Defend Brooklyn, Chelsea Girls! The triumvirate behind Klaus von Nichtssagend Gallery recently uprooted from Union Ave in Williamsburg and will soon transplant to a new space downtown. For now, Klaus Gallery has set up a temporary outpost on West 21st, formerly occupied by Andrew Kreps Gallery. The high ceilings and expansive walls, dramatically raw, might form a launch pad for the resilient gallery, especially in the prime Chelsea location it deserves. “We’ve never had a wall that big,” said co-owner Sam Wilson, pointing to the epic-scaled diagonal west wall. (And we love what you’ve done with it!)
Glen Baldridge, artist and co-founder of printing powerhouse Forth Estate, exhibits five new works on paper completed through a process that fuses photography, printing, and drawing. First, he covers the paper with a homogenous imprimatura of graphite. Over this graphite sheen, he screenprints arboreal photographic images in clear acrylic polymer, and then erases away the remaining areas to uncover/recover the fields of white, now “standing in for snow, light, and sky in a barren terrain.” Through traditional imagery, Baldridge relegates “gesture” to oblique, auxiliary labor and offers a distinctly contemporary approach to the centuries-old legacy of landscape imagery. Moreover, these unique pieces could, theoretically, be reproduced in near exactitude. (How bout it, Glen?) The “original” image would then be a fertile ancestor to a litter of 20 sibling drawings. A family tree.

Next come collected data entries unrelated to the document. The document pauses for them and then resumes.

PR #613, opened 2023-08-16
Adding an overall ledger health indicator metric (`rn_ledger_overall_health_factor`)

jakrawcz-rdx:
This PR finally implements https://whimsical.com/node-status-and-health-metrics-QXjDREqeRDvGDu6xg3J8wx@2Ux7TurymMmBywdkUdxU with minor tweaks:
- when the Node is synced, we don't consider its syncing rate (which is guaranteed to be ~1.0),
- the results are not boolean/enum, but a continuous 0.0-1.0 factor; and the operations are not logical AND, but multiplication (this is only a technical choice, to be better aligned with single-dimensional Prometheus signal)

### DIFF
--- a/core-rust/node-common/src/metrics.rs
+++ b/core-rust/node-common/src/metrics.rs
@@ -63,6 +63,7 @@
  */
 
 use prometheus::core::*;
+use prometheus::proto::{MetricFamily, MetricType};
 use prometheus::*;
 use std::mem;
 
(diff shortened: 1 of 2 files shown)


jakrawcz-rdx:
Regarding the manual verification:

I have added a `if random() < 0.01 { reject() }` to proposal processing, and then I waited to get that proposal miss:
```
# HELP rn_ledger_recent_self_proposal_miss_count A number of proposals missed by this validator during its 100 most recent rounds.
# TYPE rn_ledger_recent_self_proposal_miss_count gauge
rn_ledger_recent_self_proposal_miss_count 1
...
# HELP rn_ledger_overall_health_factor A proper fraction representing an overall local ledger health (with 0.0 = critical and 1.0 = healthy).
# TYPE rn_ledger_overall_health_factor gauge
rn_ledger_overall_health_factor 0.5
```
(the health factor correctly dropped from `1.0` 🟢  to `0.5` 🟡 )

When more proposals were missed, it got down to `0.0` 🔴 .

I was not able to easily test varying ledger-syncing speed. But the "am I synced" condition definitely worked in the above case (because the syncing speed was `~1.0`, which is `< 10` - yet it didn't affect healthiness, because of top-of-ledger timestamp was fresh enough).

LukasGasior1 (approved):
Looks good

PR #614, opened 2023-08-16
Align netty decoder limits with FrameCodec; add metrics for dropped too large messages

LukasGasior1:
- add metrics for messages that were dropped due to their excessive size

- fix LargeMessageTest (it's still a bit flaky and requires manual inspection, but at least now it actually works)

- slightly reorganize max message size limits / constants:

There's an application-level `@MaxMessageSize`, which is based on `proposalMaxUncommittedTransactionsPayloadSize`, `MAX_TXN_BYTES_FOR_A_SINGLE_RESPONSE` and `mempoolRelayerMaxMessagePayloadSize`. It must be at most `FrameCodec.MAX_FRAME_BODY_SIZE` (so that the message can always fit in an encrypted frame).

On the netty side, a maximum length for the length-prefixed frames is @MaxMessageSize + FrameCodec overhead


core/src/main/java/com/radixdlt/messaging/MaxMessageSize.java
```diff
@@ -0,0 +1,142 @@
...
+ * You are solely responsible for; testing, validating and evaluation of all operation
+ * logic, functionality, security and appropriateness of using the Work for any commercial
+ * or non-commercial purpose and for any reproduction or redistribution by You of the
+ * Work. You assume all risks associated with Your use of the Work and the exercise of
+ * permissions under this License.
+ */
+
+package com.radixdlt.messaging;
+
+/* Copyright 2021 Radix Publishing Ltd incorporated in Jersey (Channel Islands).
```
jakrawcz-rdx, line 67: unintentional? (2x copyright)

jakrawcz-rdx (approved):
Really nice 👍

core/src/main/java/com/radixdlt/messaging/MaxMessageSize.java
LukasGasior1: yup, removed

Benjamin Butler‘s paintings are as fractal and multi-faceted as the finest gems, yet they don’t feel excessively precious. His palette is liberating and his handling elegantly stress-free. The inclusive range of hues reaches multi-mood and inter-seasonal levels, successfully connecting to – and beyond – the show’s equinoctial title and timing.
(For me, the predicament of this focused show is that Glen Baldridge stages the inhospitable, skeletal tundra of winter; while Ben Butler’s vivacious, delicious course of rich color seems like the antidote to the S.A.D. symptoms – except that the paintings won’t be up when winter sets in.)